Exercise brief:
Using the records below, write out again exactly the lines that begin at the line containing "-210,7 +210,6 @@" and end at the line containing "(diff shortened: 1 of 3 files shown)", and no other lines.

Material for this task:
- Opening Delimiter -

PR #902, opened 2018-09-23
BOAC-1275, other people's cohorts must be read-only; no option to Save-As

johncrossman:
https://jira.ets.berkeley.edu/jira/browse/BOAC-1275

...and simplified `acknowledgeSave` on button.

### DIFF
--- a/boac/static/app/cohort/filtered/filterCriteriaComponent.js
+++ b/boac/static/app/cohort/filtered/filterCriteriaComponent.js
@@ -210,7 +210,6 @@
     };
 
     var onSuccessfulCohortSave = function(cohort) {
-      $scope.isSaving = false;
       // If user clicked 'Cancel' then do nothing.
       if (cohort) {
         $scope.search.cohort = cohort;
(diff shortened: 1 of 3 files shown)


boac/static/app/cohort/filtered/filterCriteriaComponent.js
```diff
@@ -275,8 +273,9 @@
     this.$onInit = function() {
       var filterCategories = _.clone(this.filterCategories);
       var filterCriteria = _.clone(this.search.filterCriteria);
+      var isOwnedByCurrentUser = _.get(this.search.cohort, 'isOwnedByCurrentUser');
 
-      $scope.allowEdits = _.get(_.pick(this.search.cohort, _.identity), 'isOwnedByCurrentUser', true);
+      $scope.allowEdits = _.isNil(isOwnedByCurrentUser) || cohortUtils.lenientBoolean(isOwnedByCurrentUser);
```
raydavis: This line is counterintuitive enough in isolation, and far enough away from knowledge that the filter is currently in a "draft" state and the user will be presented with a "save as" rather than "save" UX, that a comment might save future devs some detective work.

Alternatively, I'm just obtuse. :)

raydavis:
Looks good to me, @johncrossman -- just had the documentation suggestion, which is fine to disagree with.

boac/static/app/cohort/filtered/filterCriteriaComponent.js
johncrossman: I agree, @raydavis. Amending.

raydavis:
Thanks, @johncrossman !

- Closing Delimiter -
- Opening Delimiter -

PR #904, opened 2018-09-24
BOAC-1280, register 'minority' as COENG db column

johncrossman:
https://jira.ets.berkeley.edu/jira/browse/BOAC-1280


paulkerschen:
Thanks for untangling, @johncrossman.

- Closing Delimiter -
- Opening Delimiter -

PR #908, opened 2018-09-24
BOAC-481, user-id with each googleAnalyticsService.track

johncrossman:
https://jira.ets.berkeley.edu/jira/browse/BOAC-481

- Closing Delimiter -

Response area:
@@ -210,7 +210,6 @@
     };
 
     var onSuccessfulCohortSave = function(cohort) {
-      $scope.isSaving = false;
       // If user clicked 'Cancel' then do nothing.
       if (cohort) {
         $scope.search.cohort = cohort;
(diff shortened: 1 of 3 files shown)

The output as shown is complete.